世界の人材獲得競争ではたして日本企業は勝てるのか。インド工科大学(IIT)での人材採用にかかわる著者が、受け入れる日本企業の課題を紹介する。人気連載の最終回。 

日本企業に魅力を感じる学生は多い

第1回第2回でお話ししたとおり、インドで最高峰の頭脳とされるインド工科大学(通称:IIT)の学生たちは、名だたるグローバル企業から入社を請われます。そうした中、初めは彼らの視野には日本企業はほとんど入っていないのが現状です。しかし、それは単に「情報がないから」に過ぎません。

 私は学生たちとコミュニケーションをとり、「日本企業、どう?」と投げかけ続け、魅力を伝えるためのヒントを探ってきました。学生の反応は、多くの場合、「何だかすごそうだとは思う」といった様子です。小さな島国でありながら、ソニー、トヨタ、ホンダなどの企業を生み出した技術大国。エンジニアを目指す学生にとって憧れの対象であり、魅力を感じてくれていることは間違いありません。しかし、「漠然とした憧れ」にとどまり、就職先の選択肢としては具体的イメージされていません。

 しかし、「こんな企業がこんなポジションで君たちを求めている」と正しくまっすぐにアピールをすれば、たちまち興味を持ち、真剣に検討を始めます。

 では、実際に日本企業への就職を検討したり、応募した経験を持つ学生たちは、どんな点に魅力を感じ、どんな点に不満を抱いているのでしょうか。 

日本企業の「教育」を高評価。「キャリアパス提示」に不満

宮武 周平
(みやたけ・しゅうへい)

株式会社リクルートキャリア
新卒事業本部 WORK IN JAPAN推進グループ
新卒でサイバーエージェントに入社し、WEBプロデューサーとして従事。2009年リクルートに中途入社。Media ProducerとしてSUUMOの立ち上げに関わった後、11年4月に今度は世界を舞台に企画をしたいと希望して、アジア圏の新卒学生と日本企業をマッチングする新卒人材紹介サービス『WORK IN JAPAN』の企画担当に。

 日本企業の魅力の1つとして彼らがよく口にするのは「教育システム」です。「入社後すぐに即戦力として活躍したいから欧米企業がいい」という学生ももちろんいますが、「日本の充実した研修・育成制度のもと、ビジネスの基礎を一から身に付けて成長したい」と希望する学生も少なくありません。
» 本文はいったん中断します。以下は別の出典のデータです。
PR #228, opened 2021-12-10
Add inner reluctance rotor cross section

Aneesh-Jategaonkar:
This PR adds inner reluctance rotor cross section drawing capability to the Python implementation of eMach. The example script corresponding to this cross-section is python/examples/example_inner_reluctance_rotor.py


Bharat-Ramadas (commented):
Nice work @Aneesh-Jategaonkar
I would suggest the following changes:
1. Change the class docustring to reflect the details related to your cross-section
2.  Include a markdown document that will enable viewing the cross-section within Git. This [link](https://github.com/Severson-Group/eMach/tree/add-python-support/python/emach/model_obj/cross_sects/notched_rectangle) illustrates what I mean by this comment.

elsevers (changes requested):
Thanks Aneesh. However, this PR seems to be missing the `README.md` file necessary to be compliant with eMach cross sections. The image of the cross-section also is not using the naming convention.

Please review eMach's guidelines for creating new cross-sections [here](https://github.com/Severson-Group/eMach/tree/develop/model_obj/crosssects).

Bharat-Ramadas (commented):
Looks good to be merged in! 
Only comment is that the fillet feature has not been incorporated into the cross-section. Although this isn't critical, it might be a good idea to revise the cross-section image to remove the fillets so that there is no confusion moving forward.

elsevers:
> Looks good to be merged in! Only comment is that the fillet feature has not been incorporated into the cross-section. Although this isn't critical, it might be a good idea to revise the cross-section image to remove the fillets so that there is no confusion moving forward.

Actually, the fillet feature is quite important because we are planning to do structural analysis on this cross-sect. Without being able to set fillets, we'll likely have stress concentrations. So please do add the fillet feature.

elsevers (changes requested):
- [x] When I change your example to use `P=5`, JMAG crashes --see the error below. Please fix.
image

- [x] Please make `p` be lower case.
- [x] Please implement fillets

Bharat-Ramadas (dismissed):
Looks good!

elsevers (changes requested):
This is getting very close. 

- [x] Update dimensions. Please take a look at the [inner notched rotor cross-section](https://github.com/Severson-Group/eMach/tree/Add_synrel_rotor_cross-section/python/emach/model_obj/cross_sects/inner_notched_rotor) and make your dimensions reasonably consistent with this:
    1. Change your `r_sh` to be `r_ri`
    2. Instead of `r_ri` use a yoke thickness `d_ri`
    3. Instead of `r_ro` use a pole depth of `d_rp`
- [x] Add a pole pitch annotation or change `p = number of pole pairs` to be `p = number of teeth`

 一方、日本企業に対して不満を感じる点の1つは、「キャリアパスの曖昧さ」です。日本企業では「総合職採用」が根づいていますね。採用選考の時点では配属部署は未定、入社後にいずれかの部署で経験を積ませて、適性や成果を見つつ次の方向性を考える――それが当たり前の習慣となっている企業が多く見られます。

「御社で広報マネージャーになるにはどうすればいいですか?」と学生から聞かれたとしても、明確に道筋をたてて説明できる人事担当者はなかなかいないのではないでしょうか。

 インドの学生には、このスタンスは通用しません。3年後・5年後などそれぞれのタイミングで、「この目標をクリアし、これができるようになれば、このポジションとこれだけの報酬が与えられる」というキャリアパスが明示されなければ、入社を決意するには至らないのです。これはインドの学生に限らず、他の国における新卒者採用にも共通するポイントです。欧米企業の場合、少なくともまずは30歳くらいまでのキャリアの道筋を明確にした上で学生にアプローチをするケースがほとんどです。